«Взятки — хлеб насущный»
И. Рева
Говорят, история не стоит. Может быть это и верно, только не для здешних мест (Архангельская губ. — С. И.); по крайней мере остается без движения ее, так сказать, административная сторона. Как прежде воеводы, дьяки и всякая иная приказная строка двигалась с юга на далекий север, «в нормы», так и теперь исправники и иной «чин», претендующий на тысячные оклады, плетется сюда все с того же юга. <…> «Я — царь, я — Бог!..» — говорили прежде отцы-командиры местных тундр. <…> Положим, теперь отцы-командиры сданы в архив и на месте их остались только исправники <…>. Но разве этого мало: быть исправником над необозримыми пространствами, которые даже и не мерил еще никто!
<…> Местное, коренное чиновничество формализуется несколько иначе.
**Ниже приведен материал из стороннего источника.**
PR #1010, opened 2022-05-30
Fix "dependency call times" graph

sldblog:

Fix "dependency call times" graph

The tag name changed from `clientName` to `client_name`, probably due to some dependency update

To make sure we can still tell which dependency is slower

| Before | After |
| --- | --- |
| image | image |


kth13 (approved):
LGTM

Частью работой, больше плутовством какой-либо из мещан или «поселенных» зашибает деньгу. Не думайте, чтобы «деньга» эта была бог весть какая; нет, это гроши, собственно говоря, но по местному положению для обнищавшего севера и гроши теперь — деньга. Сегодняшнему «богачу» уже не хочется, чтобы его детишки марали руки черной работой <…>. Ему желательно видеть своих детишек поднявшимися на высшую ступень общественной лестницы, на ту ступень, стоя на которой «дите» имело бы возможность смотреть на остальных своих соотчичей уже сверху вниз.
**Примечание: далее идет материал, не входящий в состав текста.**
PR #1019, opened 2022-06-08
Split referrals to draft and live referrals

kth13:

- It introduces a new table draft referral
- All draft referrals will be residing in this table instead of referral table
- once the draft referrals is sent, it is moved to referral table
- draft referral data will not be deleted as part of the first release
- The existing draft referral in the referral table will be deleted after the migration is done

- referral table was growing and we saw draft referrals holds 30% of data
- By segregating draft referrals , we can fetch only the data that we need. This improves the performance of the queries

## Release plan

Splitting Live and Draft Referrals initial implementation details

- Draft referrals table will acts as primary table holding the foreign referential integrity for the following
    - selectedServiceCategories,
    - selectedDesiredOutcomes,
    - complexityLevelIds,
    - draft_oasys_risk_information,
    - referral_details
- Since this PR requires adding new constraints and removing existing constraints, it would be better to do this in out of office hours, queries like below requires insert and update lock
   - ```add constraint fk_referral_details_referral_id foreign key (referral_id) references draft_referral;```
   - ```CREATE TABLE draft_referral AS SELECT * FROM referral;```
- The existing referral is copied into draft referral
- The existing draft referrals present in the referral is deleted once the migration is completed
- The draft and live referral holds the same id
- When the draft referral is moved to the live referral (referral table), the draft referral will not be deleted at the moment due to their references to the other table
- Once the migration is done, we will work out a plan to delete data from draft referral

## Validation

- `SELECT COUNT(*) FROM draft_referral` must equal to `SELECT COUNT(*) FROM referral`

## Rollback scripts if there is any issues with production deployment

- `alter table referral_service_user_data DROP CONSTRAINT fk_referral_id`
- `alter table referral_desired_outcome DROP CONSTRAINT fk__referral_desired_outcome__referral`
- `alter table referral_complexity_level_ids DROP CONSTRAINT fk_referral_complexity_level_ids_referral_id`
- `alter table draft_oasys_risk_information DROP CONSTRAINT fk_draft_oasys_risk_information_referral_id`
- `alter table referral_details DROP CONSTRAINT fk_referral_details_referral_id`
- `alter table referral_selected_service_category DROP CONSTRAINT fk_referral_id`
- `alter table referral_service_user_data add constraint fk_referral_id foreign key (referral_id) references referral`
- `alter table referral_desired_outcome add constraint fk__referral_desired_outcome__referral foreign key (referral_id) references referral`
- `alter table referral_complexity_level_ids add constraint fk_referral_complexity_level_ids_referral_id foreign key (referral_id) references referral`
- `alter table draft_oasys_risk_information add constraint fk_draft_oasys_risk_information_referral_id foreign key (referral_id) references referral`
- `alter table referral_details add constraint fk_referral_details_referral_id foreign key (referral_id) references referral`
- `alter table referral_selected_service_category add constraint fk_referral_id foreign key (referral_id) references referral`
- `drop table draft_referral`
- `delete from metadata where table_name='draft_referral'`


src/main/resources/db/migration/V1_97__create_draft_referral_update_referral_constraints.sql
```diff
@@ -0,0 +1,42 @@
+INSERT INTO metadata (table_name, column_name, sensitive, domain_data)
+  select 'draft_referral',column_name,sensitive,domain_data from metadata  where table_name='referral';
+
+CREATE TABLE draft_referral AS SELECT * FROM referral;
```
sldblog, line 4: During this transaction, old pods still using the `referral` table for drafts can attempt to insert; is that ok?

src/main/resources/db/migration/V1_97__create_draft_referral_update_referral_constraints.sql
```diff
@@ -0,0 +1,42 @@
...
+DROP CONSTRAINT fk_referral_id;
+
+alter table referral_service_user_data
+add constraint fk_referral_id foreign key (referral_id) references draft_referral;
+
+alter table referral_desired_outcome
+add constraint fk__referral_desired_outcome__referral foreign key (referral_id) references draft_referral;
+
+alter table referral_complexity_level_ids
+add constraint fk_referral_complexity_level_ids_referral_id foreign key (referral_id) references draft_referral;
```
sldblog, line 33: Do we need a constraint? We want to be able to clear the draft_referral table periodically, but these tables would need to keep data for live referrals

src/main/resources/db/migration/V1_97__create_draft_referral_update_referral_constraints.sql
kth13: - For the first point, probably we can mitigate that by copying the referrals where sentAt is null again to draft referrals manually

src/main/kotlin/uk/gov/justice/digital/hmpps/hmppsinterventionsservice/service/ReferralService.kt
```diff
@@ -239,10 +244,42 @@ class ReferralService(
...
+    eventPublisher.referralSentEvent(referral)
     supplierAssessmentService.createSupplierAssessment(referral)
-    return sentReferral
+    // This is done to not break the UI.
+    setDraftReferralFields(draftReferral, referral)
+    return referral
+  }
+
+  private fun createReferral(draftReferral: DraftReferral): Referral {
+    return Referral(
```
sldblog, line 256: We discussed moving this into `Referral` entity class but decided against it because a business transition has better place here

src/main/kotlin/uk/gov/justice/digital/hmpps/hmppsinterventionsservice/service/ReferralService.kt
```diff
@@ -239,10 +244,42 @@ class ReferralService(
     submitAdditionalRiskInformation(referral, user)
     communityAPIReferralService.send(referral)
 
-    val sentReferral = referralRepository.save(referral)
-    eventPublisher.referralSentEvent(sentReferral)
+    referralRepository.save(referral)
+    eventPublisher.referralSentEvent(referral)
```
sldblog, line 248: I don't remember why but I think there was a reason for saving the result of the `save` and passing that through. Can we use that approach here too?

src/main/kotlin/uk/gov/justice/digital/hmpps/hmppsinterventionsservice/jpa/repository/DraftReferralRepository.kt
```diff
@@ -0,0 +1,22 @@
...
+import org.springframework.data.jpa.repository.JpaRepository
+import org.springframework.data.jpa.repository.Query
+import uk.gov.justice.digital.hmpps.hmppsinterventionsservice.jpa.entity.DraftReferral
+import java.util.Optional
+import java.util.UUID
+
+interface DraftReferralRepository : JpaRepository<DraftReferral, UUID> {
+
+  // queries for draft referrals
+  override fun findById(id: UUID): Optional<DraftReferral>
```
sldblog, line 12: Do we have to define this, if this is `override`?

src/main/resources/db/migration/V1_98__create_draft_referral_update_referral_constraints.sql
```diff
@@ -0,0 +1,42 @@
+INSERT INTO metadata (table_name, column_name, sensitive, domain_data)
+  select 'draft_referral',column_name,sensitive,domain_data from metadata  where table_name='referral';
+
+CREATE TABLE draft_referral AS SELECT * FROM referral;
```
sldblog, line 4: Can we find out what locking mechanism would this use during the migration?

- If it locks `referral` for inserts, we cannot deploy this during working hours
- If it does not lock, we have a potential issue of missing data and we need to do a follow-up copy after the deploy

src/main/kotlin/uk/gov/justice/digital/hmpps/hmppsinterventionsservice/dto/DraftReferralDTO.kt
```diff
@@ -48,6 +49,43 @@ data class DraftReferralDTO(
...
+        serviceProvider = ServiceProviderDTO.from(contract.primeProvider),
+        relevantSentenceId = referral.relevantSentenceId,
+        serviceCategoryIds = referral.selectedServiceCategories?.ifEmpty { null }
+          ?.map { it.id }
+          ?.sorted(),
+        interventionId = referral.intervention.id,
+        contractTypeName = referral.intervention.dynamicFrameworkContract.contractType.name,
+      )
+    }
     fun from(referral: Referral): DraftReferralDTO {
```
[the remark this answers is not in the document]
kth13: This method is an already existing method and it is used in ```SentReferralDTO``` which is in turn used in ```ReferralController```

src/main/kotlin/uk/gov/justice/digital/hmpps/hmppsinterventionsservice/service/ReferralService.kt
```diff
@@ -102,13 +105,13 @@ class ReferralService(
     return referralRepository.findByIdAndSentAtIsNotNull(id)
   }
 
-  fun getDraftReferralForUser(id: UUID, user: AuthUser): Referral? {
+  fun getDraftReferralForUser(id: UUID, user: AuthUser): Optional<DraftReferral> {
```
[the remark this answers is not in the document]
kth13: updated the method to return DraftReferral?

src/main/resources/db/migration/V1_98__create_draft_referral_update_referral_constraints.sql
```diff
@@ -0,0 +1,42 @@
...
+add constraint fk__referral_desired_outcome__referral foreign key (referral_id) references draft_referral;
+
+alter table referral_complexity_level_ids
+add constraint fk_referral_complexity_level_ids_referral_id foreign key (referral_id) references draft_referral;
+
+alter table draft_oasys_risk_information
+add constraint fk_draft_oasys_risk_information_referral_id foreign key (referral_id) references draft_referral;
+
+alter table referral_details
+add constraint fk_referral_details_referral_id foreign key (referral_id) references draft_referral;
```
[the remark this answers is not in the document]
kth13: Can We do the migration out of hours if we feel that it interferes with a potential update at that time

src/main/kotlin/uk/gov/justice/digital/hmpps/hmppsinterventionsservice/jpa/repository/DraftReferralRepository.kt
```diff
@@ -0,0 +1,22 @@
...
+
+  @Query(
+    value =
+    """select * from draft_referral dr where dr.created_by_id = :userId 
+      and NOT EXISTS 
+      (select from referral where id = dr.id)""",
+    nativeQuery = true
+  )
+  fun findByCreatedById(userId: String): List<DraftReferral>
```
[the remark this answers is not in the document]
kth13: I have checked this query and thought we don't need a native query. So updated the query to JPA query

src/main/kotlin/uk/gov/justice/digital/hmpps/hmppsinterventionsservice/service/ReferralService.kt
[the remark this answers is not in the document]
kth13: updated it

src/main/kotlin/uk/gov/justice/digital/hmpps/hmppsinterventionsservice/jpa/repository/DraftReferralRepository.kt
kth13: we don't need the override, removed it

src/main/kotlin/uk/gov/justice/digital/hmpps/hmppsinterventionsservice/service/ReferralService.kt
kth13: using the saved variable is passing it through is not working  in the new approach as when we try to set ``` referral.complexityLevelIds = draftReferral.complexityLevelIds```, it was throwing Found shared references to a ElementCollection exception.

src/main/resources/db/migration/V1_98__create_draft_referral_update_referral_constraints.sql
kth13: This query uses ACCESS SHARE LOCK and being cautious as it is a big change, it would be good during quiet hours

src/main/kotlin/uk/gov/justice/digital/hmpps/hmppsinterventionsservice/service/ReferralService.kt
kth13: Resolved.

src/main/kotlin/uk/gov/justice/digital/hmpps/hmppsinterventionsservice/dto/DraftReferralDTO.kt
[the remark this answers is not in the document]
kth13: Done

src/main/kotlin/uk/gov/justice/digital/hmpps/hmppsinterventionsservice/service/ReferralService.kt
```diff
@@ -243,10 +247,42 @@ class ReferralService(
...
     communityAPIReferralService.send(referral)
 
-    val sentReferral = referralRepository.save(referral)
-    eventPublisher.referralSentEvent(sentReferral)
+    referralRepository.save(referral)
+    eventPublisher.referralSentEvent(referral)
     supplierAssessmentService.createSupplierAssessment(referral)
-    return sentReferral
+    // This is done to not break the UI.
+    setDraftReferralFields(draftReferral, referral)
```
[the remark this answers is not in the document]
kth13: Removed and added in the controller side

sldblog (approved):
Let's prepare an "undo" migration script just in case, otherwise LGTM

Где же та ступень? На какой лестнице она прилажена?
Конечно, на чиновничьей, на какой же больше! <…> Для господ этой категории самолюбие, сознание собственного человеческого достоинства, критическое отношение к вещам и явлениям, хотя бы ихней же собственной копеечной жизни, — решительно не существует. Он вам и писарь, он вам и лакей, он вам и сводник даже своей собственной сестры, — все, что вам угодно. Ему требуется чуточку подняться по той лестнице, первую ступень которой он уже занял, и нет, кажется, такой душевной жертвы, которую не принес бы он для этой цели.
В своих скитаниях по белу свету случалось мне видеть всяких людей, и дурных, и хороших, и гадких, и милых, но, признаюсь по чистой совести, гаже северного мещанина, пробирающегося в чиновники, я не видел ничего… За канцелярией, да за прислуживанием начальству им нет времени запастись даже верхушками знаний для необходимого экзамена «на первый чин», и много-много, если им удается достигнуть звания «штатного канцелярского служителя». <…> Кончивший карьеру канцелярским служителем обыкновенно «распивается вдребезги». <…>
Тем не менее, однако, не все же поползшие по скользкой лестнице чинов и отличий попадают в кабачные завсегдатаи; есть и такие, кому регистраторский чин улыбнулся. Вот этот последний сорт чиновников «местного происхождения» и составляет, купно с «приезжими», здешнее «общество» или, по крайней мере, большую половину, потому что меньшая перепадает на долю купцов.
Письма с далекого севера // Русское богатство. СПб., 1882. Март. С. 2-8.